BEGIN DATA

Issue #289, opened 2021-03-16
How to pass data from build script to `Task.Output.DockerImage.RegistryUpload`


kostyay:
Use case:
I have a build script that creates a docker image using docker build.
It decides the image tag/repo based on some parameters considered by the build script.

The docker output is configured in the following way:
```toml
        [[Task.Output.DockerImage.RegistryUpload]]

        # Registry address in the format <HOST>:[<PORT>]. If it's empty the docker agent's default is used.
        registry = ""
        repository = "{{ env DOCKER_IMAGE_REPOSITORY }}"
        tag = "{{ env DOCKER_IMAGE_TAG }}"
```

I need to somehow pass parameters into the `repository` and `tag` values as they are not constant and generated by the build script.
How can I do that? I tried setting env variables in the build script, but they are not passed down into the RegistryUpload step.

Thanks

fho:
Passing data that is generated during command execution to the upload steps is unfortunately not possible currently.
Only environment variables are accessible that were defined when the baur command was run.
The variable are also resolved before the command is executed.

I like the idea a lot, being able to pass data from the command step to the upload step would be very valuable.

kostyay:
I want to implement this as its very handy to us.
Do you have any preferred way for this to be implemented?
I was thinking perhaps build script can set env variables with a prefix and baur will parse them and make them available via helper function like env

step sets env vars:
STEP_VAR_V1
STEP_VAR_V1

inside the config can do 

{{ stepOutput "V1" }}

wdyt?

fho:
> I want to implement this as its very handy to us.

That would be great :-)


> Do you have any preferred way for this to be implemented?
> I was thinking perhaps build script can set env variables with a prefix and baur will parse them and make them available via helper function like env
[..]

If I understand it right the idea is that the executed command sets environment variables, baur reads them, stores them and later templates the upload output config with it.
Afaik it is not possible to read the environment variables that the process set.
Environment variables are available to the process and it's child processes. 
Baur executes the command as a new process, when the process terminates the environment variables that it set are gone and baur can not retrieve them.
Or am I wrong here?

Another way to pass data would be that the command writes the data to a file. The name of the file to that data must be written is defined by baur and could be made available as environment variable to the command.
When the command terminates, baur  reads and parses the file and makes the information available to the upload step.
The file could be in json format, baur unmarshals it and the datastructure can probably be made accessible via gotemplates.
We would also have to change how baur currently replaces variables (does templating).
[...]

PR #292, opened 2021-03-19
Implement go template resolver

kostyay:
Preparation for https://github.com/simplesurance/baur/issues/289
Implement go template resolver instead of the existing ones.

Do you want to keep backward compatiblity?
Go Template syntax for function calls is different than the one you implemented:
Function call is without dot and must be quoted so instead of this `{{ env Var1 }}` it must be `{{ env "Var1" }}`
I kept BC for `{{ .gitcommit }}` and `{{ .uuid }}` via your other resolver.
LMK what u think.


fho:
@kostyay 

Thanks for your effort. 

We do not need to keep backwards compatibility currently.
We can ship the change in the following 1.0-rcX version, because it's still in -rc state and will be a major release it is fine.

kostyay:
Test is failing because baur-example uses old syntax of variables.

https://github.com/simplesurance/baur-example/pull/5/files

kostyay:
@fho let me know what u think

fho:
> Test is failing because baur-example uses old syntax of variables.
> 
> https://github.com/simplesurance/baur-example/pull/5/files

The failing test is checking out the configs from baur-example in the version 0 format and is then trying to upgrade them to the new version (like running `baur upgrade configs`).
There might be a change missing in pkg/cfg/upgrade/.

I can also have a look soon and fix it if you prefer.

kostyay:
Fixed it

pkg/cfg/resolver/gotemplate.go
```diff
@@ -0,0 +1,68 @@
...
+	"github.com/simplesurance/baur/v1/internal/vcs"
+)
+
+type GoTemplate struct {
+	appName     string
+	root        string
+	gitCommitFn func() (string, error)
+}
+
+func NewGoTemplate(appName, root string, gitCommitFn func() (string, error)) Resolver {
```
fho, line 21:
```suggestion
func NewGoTemplate(appName, root string, gitCommitFn func() (string, error)) *GoTemplate {
```

pkg/cfg/resolver/gotemplate.go
```diff
@@ -0,0 +1,68 @@
...
+		"appname": s.appName,
+	}
+
+	funcMap := template.FuncMap{
+		"gitcommit": func() (string, error) {
+			commit, err := s.gitCommitFn()
+			if errors.Is(err, vcs.ErrVCSRepositoryNotExist) {
+				return "", errors.New("baur repository is not part of a git repository")
+			}
+
```
fho, line 41:
```suggestion
```

removes the vcs package dependency and makes the whole package baur independent

pkg/cfg/resolver/gotemplate.go
```diff
@@ -0,0 +1,68 @@
...
+		},
+		"uuid": func() string {
+			return uuid.NewString()
+		},
+	}
+
+	t, err := template.New("baur").Funcs(funcMap).Parse(in)
+	if err != nil {
+		return "", fmt.Errorf("failed parsing go template: %w", err)
+	}
```
fho, line 60: Can we move creating templateVars, funcMap and maybe even the template to the constructor?
That way this code would be run only once instead of on every `Resolve()` call.

pkg/cfg/resolver/gotemplate.go
```diff
@@ -0,0 +1,68 @@
+package resolver
+
+import (
+	"bytes"
+	"errors"
+	"fmt"
+	"html/template"
```
fho, line 7: Don't we want to use `text/template` instead?
https://golang.org/pkg/text/template/

kostyay: good point

fho:
@kostyay I addressed most of the things that I mentioned.
We still have to:
- [ ] remove pkg/cfg/resolver/callback*
- [ ] remove pkg/cfg/resolver/strreplacement*
- [ ] move the resolver.Resolver interface to the cfg package
- [ ] add test for `{{ gitcommit }}` and `{{ root }}` 

and then we can merge it.

kostyay:
Hey
I didn't understand your comments correctly and force pushed over your changes 🤦 
Anyway I fixed all the comments including the ones you did, which I didn't realize were fixed. Can you compare them to your changes if you still have the branch locally? See if there anything you'd like to change?

I also fixed some tests that were failing on Mac (TempDir() on mac is symbolic link so tests were failing because tempdir returns /tmp but the search results returned /private/tmp)

kostyay:
Added table test for all gotemplate actions

fho (commented):
> I didn't understand your comments correctly and force pushed over your changes facepalm

What a pitty, next time I'll also ask before I push to your branch. :-)

> Anyway I fixed all the comments including the ones you did, which I didn't realize were fixed. Can you compare them to your changes if you still have the branch locally? See if there anything you'd like to change?

I added some more comments.
I also pushed the version from yesterday that got overwritten here: https://github.com/simplesurance/baur/tree/gotemplate_fho

pkg/cfg/resolver/gotemplate.go
```diff
@@ -0,0 +1,85 @@
...
+
+	"github.com/simplesurance/baur/v1/internal/vcs"
+)
+
+const (
+	rootVar       = "root"
+	appnameVar    = "appname"
+	gitcommitFunc = "gitcommit"
+	envFunc       = "env"
+	uuidFunc      = "uuid"
```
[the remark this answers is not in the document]
kostyay: Unfortunately gotemplate doesn't allow functions to be prefixed with dot. It panics.
```
panic: function name ".gitcommit" is not a valid identifier [recovered]
	panic: function name ".gitcommit" is not a valid identifier
```

kostyay:
Fixed all comments + Rebase over master

pkg/cfg/resolver/gotemplate.go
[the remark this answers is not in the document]
fho: ok, then we can follow the same conventions that others are using.

The widespread naming convention in gotemplate seems to be:
- variables: camelCase starting with uppercase, 
- function: camelCase starting with lowercase

For example:
- https://prometheus.io/docs/prometheus/latest/configuration/template_reference/
- https://gohugo.io/templates/introduction/

I suggest that we adopt the same convention.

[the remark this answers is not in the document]
fho: @kostyay I'll do the change

fho (approved):

fho:
@kostyay thanks a lot :tada:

END DATA

WORK ORDER:
For this exercise, restate each of the entries without any deviation.

SOLUTION:
Issue #289, opened 2021-03-16
How to pass data from build script to `Task.Output.DockerImage.RegistryUpload`


kostyay:
Use case:
I have a build script that creates a docker image using docker build.
It decides the image tag/repo based on some parameters considered by the build script.

The docker output is configured in the following way:
```toml
        [[Task.Output.DockerImage.RegistryUpload]]

        # Registry address in the format <HOST>:[<PORT>]. If it's empty the docker agent's default is used.
        registry = ""
        repository = "{{ env DOCKER_IMAGE_REPOSITORY }}"
        tag = "{{ env DOCKER_IMAGE_TAG }}"
```

I need to somehow pass parameters into the `repository` and `tag` values as they are not constant and generated by the build script.
How can I do that? I tried setting env variables in the build script, but they are not passed down into the RegistryUpload step.

Thanks

fho:
Passing data that is generated during command execution to the upload steps is unfortunately not possible currently.
Only environment variables are accessible that were defined when the baur command was run.
The variable are also resolved before the command is executed.

I like the idea a lot, being able to pass data from the command step to the upload step would be very valuable.

kostyay:
I want to implement this as its very handy to us.
Do you have any preferred way for this to be implemented?
I was thinking perhaps build script can set env variables with a prefix and baur will parse them and make them available via helper function like env

step sets env vars:
STEP_VAR_V1
STEP_VAR_V1

inside the config can do 

{{ stepOutput "V1" }}

wdyt?

fho:
> I want to implement this as its very handy to us.

That would be great :-)


> Do you have any preferred way for this to be implemented?
> I was thinking perhaps build script can set env variables with a prefix and baur will parse them and make them available via helper function like env
[..]

If I understand it right the idea is that the executed command sets environment variables, baur reads them, stores them and later templates the upload output config with it.
Afaik it is not possible to read the environment variables that the process set.
Environment variables are available to the process and it's child processes. 
Baur executes the command as a new process, when the process terminates the environment variables that it set are gone and baur can not retrieve them.
Or am I wrong here?

Another way to pass data would be that the command writes the data to a file. The name of the file to that data must be written is defined by baur and could be made available as environment variable to the command.
When the command terminates, baur  reads and parses the file and makes the information available to the upload step.
The file could be in json format, baur unmarshals it and the datastructure can probably be made accessible via gotemplates.
We would also have to change how baur currently replaces variables (does templating).
[...]

PR #292, opened 2021-03-19
Implement go template resolver

kostyay:
Preparation for https://github.com/simplesurance/baur/issues/289
Implement go template resolver instead of the existing ones.

Do you want to keep backward compatiblity?
Go Template syntax for function calls is different than the one you implemented:
Function call is without dot and must be quoted so instead of this `{{ env Var1 }}` it must be `{{ env "Var1" }}`
I kept BC for `{{ .gitcommit }}` and `{{ .uuid }}` via your other resolver.
LMK what u think.


fho:
@kostyay 

Thanks for your effort. 

We do not need to keep backwards compatibility currently.
We can ship the change in the following 1.0-rcX version, because it's still in -rc state and will be a major release it is fine.

kostyay:
Test is failing because baur-example uses old syntax of variables.

https://github.com/simplesurance/baur-example/pull/5/files

kostyay:
@fho let me know what u think

fho:
> Test is failing because baur-example uses old syntax of variables.
> 
> https://github.com/simplesurance/baur-example/pull/5/files

The failing test is checking out the configs from baur-example in the version 0 format and is then trying to upgrade them to the new version (like running `baur upgrade configs`).
There might be a change missing in pkg/cfg/upgrade/.

I can also have a look soon and fix it if you prefer.

kostyay:
Fixed it

pkg/cfg/resolver/gotemplate.go
```diff
@@ -0,0 +1,68 @@
...
+	"github.com/simplesurance/baur/v1/internal/vcs"
+)
+
+type GoTemplate struct {
+	appName     string
+	root        string
+	gitCommitFn func() (string, error)
+}
+
+func NewGoTemplate(appName, root string, gitCommitFn func() (string, error)) Resolver {
```
fho, line 21:
```suggestion
func NewGoTemplate(appName, root string, gitCommitFn func() (string, error)) *GoTemplate {
```

pkg/cfg/resolver/gotemplate.go
```diff
@@ -0,0 +1,68 @@
...
+		"appname": s.appName,
+	}
+
+	funcMap := template.FuncMap{
+		"gitcommit": func() (string, error) {
+			commit, err := s.gitCommitFn()
+			if errors.Is(err, vcs.ErrVCSRepositoryNotExist) {
+				return "", errors.New("baur repository is not part of a git repository")
+			}
+
```
fho, line 41:
```suggestion
```

removes the vcs package dependency and makes the whole package baur independent

pkg/cfg/resolver/gotemplate.go
```diff
@@ -0,0 +1,68 @@
...
+		},
+		"uuid": func() string {
+			return uuid.NewString()
+		},
+	}
+
+	t, err := template.New("baur").Funcs(funcMap).Parse(in)
+	if err != nil {
+		return "", fmt.Errorf("failed parsing go template: %w", err)
+	}
```
fho, line 60: Can we move creating templateVars, funcMap and maybe even the template to the constructor?
That way this code would be run only once instead of on every `Resolve()` call.

pkg/cfg/resolver/gotemplate.go
```diff
@@ -0,0 +1,68 @@
+package resolver
+
+import (
+	"bytes"
+	"errors"
+	"fmt"
+	"html/template"
```
fho, line 7: Don't we want to use `text/template` instead?
https://golang.org/pkg/text/template/

kostyay: good point

fho:
@kostyay I addressed most of the things that I mentioned.
We still have to:
- [ ] remove pkg/cfg/resolver/callback*
- [ ] remove pkg/cfg/resolver/strreplacement*
- [ ] move the resolver.Resolver interface to the cfg package
- [ ] add test for `{{ gitcommit }}` and `{{ root }}` 

and then we can merge it.

kostyay:
Hey
I didn't understand your comments correctly and force pushed over your changes 🤦 
Anyway I fixed all the comments including the ones you did, which I didn't realize were fixed. Can you compare them to your changes if you still have the branch locally? See if there anything you'd like to change?

I also fixed some tests that were failing on Mac (TempDir() on mac is symbolic link so tests were failing because tempdir returns /tmp but the search results returned /private/tmp)

kostyay:
Added table test for all gotemplate actions

fho (commented):
> I didn't understand your comments correctly and force pushed over your changes facepalm

What a pitty, next time I'll also ask before I push to your branch. :-)

> Anyway I fixed all the comments including the ones you did, which I didn't realize were fixed. Can you compare them to your changes if you still have the branch locally? See if there anything you'd like to change?

I added some more comments.
I also pushed the version from yesterday that got overwritten here: https://github.com/simplesurance/baur/tree/gotemplate_fho

pkg/cfg/resolver/gotemplate.go
```diff
@@ -0,0 +1,85 @@
...
+
+	"github.com/simplesurance/baur/v1/internal/vcs"
+)
+
+const (
+	rootVar       = "root"
+	appnameVar    = "appname"
+	gitcommitFunc = "gitcommit"
+	envFunc       = "env"
+	uuidFunc      = "uuid"
```
[the remark this answers is not in the document]
kostyay: Unfortunately gotemplate doesn't allow functions to be prefixed with dot. It panics.
```
panic: function name ".gitcommit" is not a valid identifier [recovered]
	panic: function name ".gitcommit" is not a valid identifier
```

kostyay:
Fixed all comments + Rebase over master

pkg/cfg/resolver/gotemplate.go
[the remark this answers is not in the document]
fho: ok, then we can follow the same conventions that others are using.

The widespread naming convention in gotemplate seems to be:
- variables: camelCase starting with uppercase, 
- function: camelCase starting with lowercase

For example:
- https://prometheus.io/docs/prometheus/latest/configuration/template_reference/
- https://gohugo.io/templates/introduction/

I suggest that we adopt the same convention.

[the remark this answers is not in the document]
fho: @kostyay I'll do the change

fho (approved):

fho:
@kostyay thanks a lot :tada:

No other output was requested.